Trust and Legacy in Family Businesses
In episode 94 we explore the unique dynamics of family businesses with James Davis, a distinguished professor at the Huntsman School of Business at Utah State University. Jim explains the critical roles of trust and legacy in family enterprises and the differences between stewardship theory and agency theory. Stewardship theory suggests that leaders can be trusted to act in the best interests of the organization and its employees, while agency theory posits that leaders are self-interested and need to be controlled.
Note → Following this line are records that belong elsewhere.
PR #1386, opened 2021-12-02
Feat(eos_designs): Platform management interface

### LINKED ISSUE #1056: Choosing a modular platform should update the default management port
## Issue Type
- [ ] Bug Report

## Summary
When a platform such as 7500R is chosen, the default management port is still "Management1" which does not exists in modular switches. It would be nice that is automatically set to "Management0" (active supervisor).

## Steps to reproduce
1. Chose platform 7500
2. Management port for all platforms are still using default port "Management1".

### Expected results
Modular platforms to use Management0 instead.

xaviramon:
## Change Summary

Management interface is changed for modular platforms

## Related Issue(s)

Fixes #1056

## Component(s) name

`arista.avd.eos_designs`

### User Checklist

- N/A

### Repository Checklist

### DIFF
--- a/ansible_collections/arista/avd/roles/eos_designs/defaults/main/main.yml
+++ b/ansible_collections/arista/avd/roles/eos_designs/defaults/main/main.yml
@@ -81,7 +81,7 @@ mlag_ibgp_peering_vrfs:
 # Recommended default values for Jericho based platform, VEOS and all other platforms default tag.
 
 platform_settings:
-  - platforms: [default]
+  - platforms: [ default ]
     reload_delay:
       mlag: 300
       non_mlag: 330
--- a/ansible_collections/arista/avd/roles/eos_designs/defaults/main/main.yml
+++ b/ansible_collections/arista/avd/roles/eos_designs/defaults/main/main.yml
@@ -26,7 +26,6 @@ design:
 
 mgmt_vrf_routing: false
 
-mgmt_interface: Management1
 mgmt_interface_vrf: MGMT
 
 # eAPI
@@ -89,13 +88,25 @@ platform_settings:
     feature_support:
       # "queue-monitor length notify" is only valid for R-Series so should be disabled on default platform.
       queue_monitor_length_notify: false
-  - platforms: [ 7280R, 7280R2, 7500R, 7500R2 ]
+  - platforms: [ 7280R, 7280R2 ]
     tcam_profile: vxlan-routing
     lag_hardware_only: true
     reload_delay:
       mlag: 900
       non_mlag: 1020
-  - platforms: [ 7280R3, 7500R3, 7800R3 ]
+  - platforms: [ 7280R3 ]
+    reload_delay:
+      mlag: 900
+      non_mlag: 1020
+  - platforms: [ 7500R, 7500R2 ]
+    tcam_profile: vxlan-routing
+    lag_hardware_only: true
+    management_interface: Management0
+    reload_delay:
+      mlag: 900
+      non_mlag: 1020
+  - platforms: [ 7500R3, 7800R3 ]
+    management_interface: Management0
     reload_delay:
       mlag: 900
       non_mlag: 1020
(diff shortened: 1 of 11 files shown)


ansible_collections/arista/avd/roles/eos_designs/templates/base/management-interfaces.j2
```diff
@@ -1,10 +1,9 @@
 {# Management interface #}
-{% if mgmt_interface is arista.avd.defined and
-      mgmt_interface_vrf is arista.avd.defined and
+{% if mgmt_interface_vrf is arista.avd.defined and
       mgmt_gateway is arista.avd.defined and
       switch.mgmt_ip is arista.avd.defined %}
 management_interfaces:
-  {{ mgmt_interface }}:
```
ClausHolbechArista, line 7: please resolve the correct mgmt_interface in switch facts template, so we set a `switch.management_interface`. It makes it simpler to find the defaults, also to use the management interface in other templates or in user-configured inline jinja.

ansible_collections/arista/avd/roles/eos_designs/templates/upgrade/upgrade-2.x-to-3.0/ntp.j2
```diff
@@ -8,7 +8,7 @@
 {%     endif %}
 {{ prefix }}ntp:
   local_interface:
-    name: {{ mgmt_interface }}
+    name: {{ switch.platform_settings.management_interface | arista.avd.default('Management1') }}
```
ClausHolbechArista: I don't think you can use the switch.* variables in the upgrade templates, since we don't run the facts templates first.
Since this upgrade is about 2.x to 3.0 it is safe to asume that mgmt_interface is set. Maybe just add it as a condition to the `if` in line 1

ansible_collections/arista/avd/roles/eos_designs/defaults/main/main.yml
```diff
@@ -82,20 +81,32 @@ mlag_ibgp_peering_vrfs:
...
       # "queue-monitor length notify" is only valid for R-Series so should be disabled on default platform.
       queue_monitor_length_notify: false
-  - platforms: [ 7280R, 7280R2, 7500R, 7500R2 ]
+  - platforms: [ 7280R, 7280R2 ]
     tcam_profile: vxlan-routing
     lag_hardware_only: true
     reload_delay:
       mlag: 900
       non_mlag: 1020
-  - platforms: [ 7280R3, 7500R3, 7800R3 ]
```
ClausHolbechArista, line 98: Before merging this, we need to consider if any of these changes to the default platforms might affect existing deployments negatively. IMO this will only fix issues and not affect them badly. They would most likely already have different fixes in place to address these issues.

ansible_collections/arista/avd/roles/eos_designs/templates/upgrade/upgrade-2.x-to-3.0/ntp.j2
ClausHolbechArista: Ah no, we would loose the old default, so you should just do `mgmt_interface | arista.avd.default('Management1')` since this is the upgrade role.

ansible_collections/arista/avd/roles/eos_designs/defaults/main/main.yml
xaviramon: IF user has all platforms correctly selected, that should be ok. I will improve documentation, and maybe it is a good idea to emphasise it un RN.

ansible_collections/arista/avd/roles/eos_designs/defaults/main/main.yml
```diff
@@ -26,7 +26,6 @@ design:
 
 mgmt_vrf_routing: false
 
-mgmt_interface: Management1
```
tgodaA, line 29: CI error caused because you deleted this, as this knob is used in upgrade_2.x_to_3.x role. But please comment above this knob of it's depreciation if you are not deleting this line. So we can remove in later versions. Else we have to update in the 2.x_to_3.x upgrade role. Whatever is the best option!

tgodaA (approved):
LGTM!

carlbuchmann (approved):
LGMT!

ClausHolbechArista (approved):
LGTM

PR #1393, opened 2021-12-07
Doc(eos_designs): Minor documentation fixes

PhirePhly:
## Change Summary

Fix two typos in the eos_designs documentation:
* interface_descriptions variable is spelled incorrectly in node_types.md
* endpoint_ports is required to be defined in connected_endpoints.md

## Component(s) name

`arista.avd.eos_designs`

### Repository Checklist

### DIFF
--- a/ansible_collections/arista/avd/roles/eos_designs/doc/connected-endpoints.md
+++ b/ansible_collections/arista/avd/roles/eos_designs/doc/connected-endpoints.md
@@ -96,13 +96,13 @@ port_profiles:
         # Adapter speed - if not specified will be auto.
       - speed: < interface_speed | forced interface_speed | auto interface_speed >
 
-        # Local endpoint port(s)
+        # Local endpoint port(s) | required
         endpoint_ports: [ < interface_name > ]
 
-        # List of port(s) connected to switches
+        # List of port(s) connected to switches | required
         switch_ports: [ < switchport_interface > ]
 
-        # List of switche(s)
+        # List of switche(s) | required
         switches: [ < device > ]
 
         # Port-profile name, to inherit configuration.
--- a/ansible_collections/arista/avd/roles/eos_designs/doc/node-types.md
+++ b/ansible_collections/arista/avd/roles/eos_designs/doc/node-types.md
@@ -53,7 +53,7 @@ node_type_keys:
 
     # Optional | Override interface_descriptions templates
     # If description templates use Jinja2, they have to strip whitespaces using {%- -%} on any code blocks
-    interface descriptions:
+    interface_descriptions:
       underlay_ethernet_interfaces: <path to J2 template - default inherited from templates.interface_descriptions.underlay_ethernet_interfaces >
       underlay_port_channel_interfaces: <path to J2 template - default inherited from templates.interface_descriptions.underlay_port_channel_interfaces >
       connected_endpoints_ethernet_interfaces: <path to J2 template - default inherited from templates.interface_descriptions.connected_endpoints_ethernet_interfaces >


PhirePhly:
Does the bot not like that I included an optional scope?

PhirePhly:
Goodness. Sorry about the title edit spam on the Title

ansible_collections/arista/avd/roles/eos_designs/doc/connected-endpoints.md
```diff
@@ -96,7 +96,7 @@ port_profiles:
         # Adapter speed - if not specified will be auto.
       - speed: < interface_speed | forced interface_speed | auto interface_speed >
 
-        # Local endpoint port(s)
+        # Local endpoint port(s) | required
         endpoint_ports: [ < interface_name > ]
 
         # List of port(s) connected to switches
```
xaviramon: Could you please add the "| required" tag here and also in next variable, "switches"?

xaviramon (changes requested):
Thank you for your PR, Kenneth!
That's a good catch, not all required variables are really marked with the required tag. I believe it was somehow assumed that defined a new server will require switches and ports, but it is much better if we explicitly say it.
Please, add the tag in the variables I mentioned. Otherwise, looks good to me and I will approve it after these changes.

PhirePhly:
So interestingly, while the switch and switch port are conceptually required, I couldn't find any syntactic requirement for them. The lack of the endpoint_ports caused a build failure, but you can define a batch of servers and not allocate them to a switch right away. I'll make your requested changes and fix both commit messages now that I better understand the title semantics.

Where I tripped on this is because I'm trying to use AVD to build an L2 EVPN fabric for an Internet Exchange Point. The endpoints are Internet edge peering and outside our autonomous system, so I have no idea what port on their device they're using. So ideally I think we should make the endpoint ports optional, but I'm trying to go one step at a time here.

xaviramon:
I took another look. If you don't have ``switches`` and ``switch_ports`` documentation is generated correctly. If ``switch_ports`` is missing you will face an error, so it is validated:
```
TASK [arista.avd.eos_designs : Generate device configuration in structured format] ***********************************************************************************************
Friday 10 December 2021  17:20:03 +0100 (0:00:00.768)       0:00:07.330 ******* 
Friday 10 December 2021  17:20:03 +0100 (0:00:00.768)       0:00:07.329 ******* 
ok: [POD1_SPINE01 -> localhost]
ok: [POD1_SPINE02 -> localhost]
fatal: [POD1_LEAF01A -> localhost]: FAILED! => {"msg": "'dict object' has no attribute 'switch_ports'"}
```

For your specific case, I might suggest they use as ``endpoint_ports`` whatever value helps them to identify the connection on the other peer, as this value is only used in the description field:
```
my_cool_server:
  cool_1:
    rack: RACK_TEST
    adapters:
      - speed: "10g auto"
        endpoint_ports: [ blah ]
        switch_ports: [ eth7 ]
        switches: [ POD1_LEAF01A ]
        mode: access
        vlans: "3"
```
Generated documentation:
```
#### L2

| Interface | Description | Mode | VLANs | Native VLAN | Trunk Group | Channel-Group |
| --------- | ----------- | ---- | ----- | ----------- | ----------- | ------------- |
| eth7 |  cool_1_blah | access | 3 | - | - | - |
```
Generated config:
```
interface eth7
   description cool_1_blah
   no shutdown
   speed 10g auto
   switchport
   switchport access vlan 3
   switchport mode access
!
```

PhirePhly:
Good point. Once the switch is assigned and the endpoint gets pulling into the switches state, the lack of the port assignment is a problem.

I've force pushed over my previous branch with your requested changes.

tgodaA:
To add up to your discussion. I just found that either ```server_ports``` or ```endpoint_ports``` is required. Because if we don't define ```endpoint_ports``` then the default value is taken from ```server_ports```. But this looks good to me to set **endpoint_ports** to required.

tgodaA:
Also, change your PR title to Fix documentation rather than saying two or three suggestions.

I found one more typo in the same connected-endpoints. 
image
I don't think we need:
```yaml
< port_profile_2 >:
  mode: < access | dot1q-tunnel | trunk >
  vlans: < vlans as string >
```

This is a port_profile_2 which should be defined under port_profiles knob but accidentally sitting under adapters settings.

PhirePhly:
I've changed the pull request title. 

`port_profile_2` is outside the scope of what I'm working on.

ClausHolbechArista (approved):
LGTM!
Thank you for this valuable contribution! It will save others the trouble you might have had.

carlbuchmann (approved):
LGTM!

PR #1395, opened 2021-12-09
Refactor(eos_designs,eos_cli_config_gen): Refactor management-api-http and match the documentation

tgodaA:
## Change Summary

Jim discusses how these theories uniquely apply to family businesses, highlighting the challenges and opportunities in balancing tradition with the need for innovation and sustainability. He addresses the paradox of legacy; while it provides continuity and a strong cultural foundation, it can also become a source of strategic inertia, limiting entrepreneurial behavior. Jim emphasizes the importance of co-creating legacy, where each generation decides which values and traditions to retain and which to adapt. He also touches on the concept of social-emotional wealth (SEW), which leads family businesses to prioritize family benefits over purely financial returns.
The interview explores the psychological traits of good stewards, including needs for personal growth, achievement, affiliation, and self-actualization. Jim explains that businesses can cultivate stewardship by sharing responsibility and opportunities for growth rather than imposing control. He highlights the evolving landscape of business, where sustainability and multiple performance measures among stakeholders are becoming increasingly important. He calls for more research into the dynamics of trust, especially how to restore it once broken, and the distinction between low trust and distrust.
(The full interview is on this website, on Apple Podcasts, Spotify and all major podcast platforms, for the full transcript of the interview, see below).
About stewardship theory
(…) when we started stewardship theory, we started stewardship theory by going to boards of directors and saying, well, how do you control? Oh, and they’d say, no, we don’t have to control our CEO. In fact, our CEO is also chairman of the board. We have a good one who is out for our best interest, we trust him. And it is completely inconsistent with agency theory and the things that we were hearing that the boards very often have this trusted leader. And so examples might be Satya Nadella of Microsoft, who is not only the CEO, the chief executive officer, but is also chairman of the board. The board sees him as somebody that is a good steward who should be empowered rather than controlled. Tim Cook with Apple is another example, but there are examples where they can’t be trusted and they turn out to be bad stewards. In this trust book that I mentioned that is one of the most interesting things that I’ve often seen is when the second or third generation of the family business, that new leader comes in and they see it as a way to enrich themselves, and they’re there to basically harvest the family business to their own personal gain. And we see that quite often in the second and third generation family businesses
What is a good steward?
The defining characteristics, psychological characteristics of a good steward, is a good steward seeks opportunity for personal growth, not financial growth, but personal growth. Achievement, they have a need to achieve. They have a need for affiliation and association, and they have a need for self-actualization. They have a need to succeed and that’s part of their psychology. These come from working on behalf of the organization. They’re found in established theories of motivation from Hackman and Oldman and Mantz and Maslow and Alderfer, McClelland and McGregor. Manson’s theory of self-efficacy, self-determination, a feeling of purpose. It goes well beyond formal reward systems, that’s what drives and creates a good steward. When a business faces a crisis, you create stewards by sharing the responsibility of finding a solution, rather than taking that away from the person you share finding the solution so that they have the opportunity of achieving, of growing, of self actualizing. If you take that away from them, you come up with a solution and you control them to implement your solution, you create an agent, a self-serving agent. If you want a steward, you give them those opportunities for growth, affiliation, and self-actualization.